Here's another style question for SquishQL: should URI/URIrefs be quoted in
some way or should they be unquoted?
A related issue is how should lists be written: with or without commas. Or
should commas be optional. This impacts URIs because of trailing commas.
e.g. <http://somewhere.org/file.html> vs http://somewhere.org/file.html
If they are quoted; how? RFC2396 suggests <>
Some of the issues: a short extract from RFC2396 is below + other
references inline:
1/ <> is just extra length for things that are already long.
2/ URI{refs} can't contain literal space (they must be escaped as %20) so
space could be used to delimit URIs. But they can contain quite a few
characters:
(sections 2.2 and 2.3)
reserved = ";" | "/" | "?" | ":" | "@" | "&" | "=" | "+" |
"$" | ","
unreserved = alphanum | mark
mark = "-" | "_" | "." | "!" | "~" | "*" | "'" | "(" | ")"
So it gets confusing because:
urn:example:/name)
is a URI so
(?x ?y urn:example:/name) should be (?x ?y urn:example:/name)
)
If we have no commas separators, and unquoted URIs: this is legal as a
single URI:
urn:example:fred,
which might be considered confusing by some.
3/ Absolute URIs must start with a scheme name and a scheme name is:
scheme = alpha *( alpha | digit | "+" | "-" | "." )
4/ n-triple quotes URIs always.
Options:
a - Always quote URIs
b - Have unquoted URIs, with more escapes.

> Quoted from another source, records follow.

PR #5, opened 2015-09-15
Update rpi.md - optional watchdog

danamlewis:
Just marks watchdog as optional.

See if @bewest can fix my formatting on the numbers? (example, watchdog and everything that should be 4-9 became 1s)


danamlewis:
Closing since @channemann pulled into #9 . (Also thanks for the formatting info, think we're going with Chris's recommendations of headers to stay away from numbered lists for the rest of the docs.)

PR #15, opened 2015-10-04
Small edits

tghoward:
A few minor typos in the Overview section and intro. Perhaps the most significant is the 404 error to the link to the commercial efforts subpage (currently written as its own page). Looks like you *can* link down to the sub heading (tried it manually by typing into url) but I'm not sure how. So I just changed the link to the entire page. 

hope this helps. 
Tim


danamlewis:
Excellent, @tghoward - thanks for the review on these. I think the 404 is because I had moved the commercial page to be within the other projects page...not sure if your fix will work, but I'll merge and then re-fix if needed if it doesn't fully resolve that one.

danamlewis:
Fixed in another patch, but for future reference, to refer with a link within the files, should be referenced as ../<foldername>/<filename>#<subsection__or_headername> to create the link. In this case it was ../Other-projects/other-projects.md#commercial-aps-efforts

PR #17, opened 2015-10-13
Update rpi.md

scottleibrand:
Get rid of old references to numbered subsections, and clean up language a bit.


tghoward:
Looks good to me! I'm working on some more updates to this page, but they don't conflict with what you've got here.

PR #22, opened 2015-10-25
update setuptools and install npm; do git setup after python-git

scottleibrand:


bewest:
What about something like this to make installing all the packages easier.
There's no config or anything in these steps, so might as well reduce it to one.

## Install openaps and dependencies

### Using the package manager

This is the recommended way to install:

`curl -s https://gist.githubusercontent.com/bewest/b6c41e05148117802f51/raw/fa0e8dd95b477f54695d9d80d4f59cb282808096/quick-packages.sh | sudo bash -`

This downloads the content from [this gist](https://gist.github.com/bewest/b6c41e05148117802f51) and uses it to install all the dependencies in one step.

### Installing from source

It's possible to use the package manager to install development branches.  If you are hacking on the code, you'll need a way to develop using versions you control.  Here's a quick way to do that:

`curl -s https://gist.githubusercontent.com/bewest/b6c41e05148117802f51/raw/fa0e8dd95b477f54695d9d80d4f59cb282808096/quick-src.sh | sudo bash -`

scottleibrand:
If we want a one-step install of openaps, oref0, and all dependencies, I wouldn't mind using an install script like that, but we'll need to make it part of one of the official repos and keep in maintained, rather than relying on a gist.

We should probably make the install script use && to chain all the commands together that depend on each other, so when my apt-get download stalls and I ^C to restart it, it doesn't try to install things out of order.

If we go down this route, I could also do the same to automate the wifi and watchdog optional stuff in https://openaps.gitbooks.io/building-an-open-artificial-pancreas-system/content/docs/Setup/rpi.html

bewest:
Wow, nice.

Don't forget to `npm install -g json` also.

PR #23, opened 2015-10-27
Python setuptools

scottleibrand:
@eszcloud is going to test this and make sure it works properly before we merge it.


eszcloud:
Worked for me so far with a fresh install. I didn't need to run the install line twice.

PR #31, opened 2015-11-16
Help links for unzipping .img, backing up with github

jmatheson:


scottleibrand:
Merged this into dev instead of master via #32.

PR #32, opened 2015-11-16
Re-target @jmatheson's #31 at dev

scottleibrand:


scottleibrand:
This merges #31 into dev instead of master.

PR #33, opened 2015-11-16
Update rpi.md

logichammer:
Small change as to where Path 1 and 2 are referenced


logichammer:
Your changes make more sense / better organized now...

c - Allow unquoted and quoted URI: a URI must be quoted if it is confusing
(we have to define "confusing")
Others?
Notes:
I would like to have quoted URIs always with the quote mechanism being <>.
Andy
Extract from RFC 2396:
2.4.3. Excluded US-ASCII Characters
Although they are disallowed within the URI syntax, we include here a
description of those US-ASCII characters that have been excluded and
the reasons for their exclusion.
The control characters in the US-ASCII coded character set are not
used within a URI, both because they are non-printable and because
they are likely to be misinterpreted by some control mechanisms.
control = <US-ASCII coded characters 00-1F and 7F hexadecimal>
The space character is excluded because significant spaces may
disappear and insignificant spaces may be introduced when URI are
transcribed or typeset or subjected to the treatment of word-
processing programs. Whitespace is also used to delimit URI in many
contexts.
space = <US-ASCII coded character 20 hexadecimal>
The angle-bracket "<" and ">" and double-quote (") characters are
excluded because they are often used as the delimiters around URI in
text documents and protocol fields. The character "#" is excluded
because it is used to delimit a URI from a fragment identifier in URI
references (Section 4). The percent character "%" is excluded because
it is used for the encoding of escaped characters.
delims = "<" | ">" | "#" | "%" | <">
Other characters are excluded because gateways and other transport
agents are known to sometimes modify such characters, or they are
used as delimiters.
unwise = "{" | "}" | "|" | "\" | "^" | "[" | "]" | "`"
Data corresponding to excluded characters must be escaped in order to
be properly represented within a URI.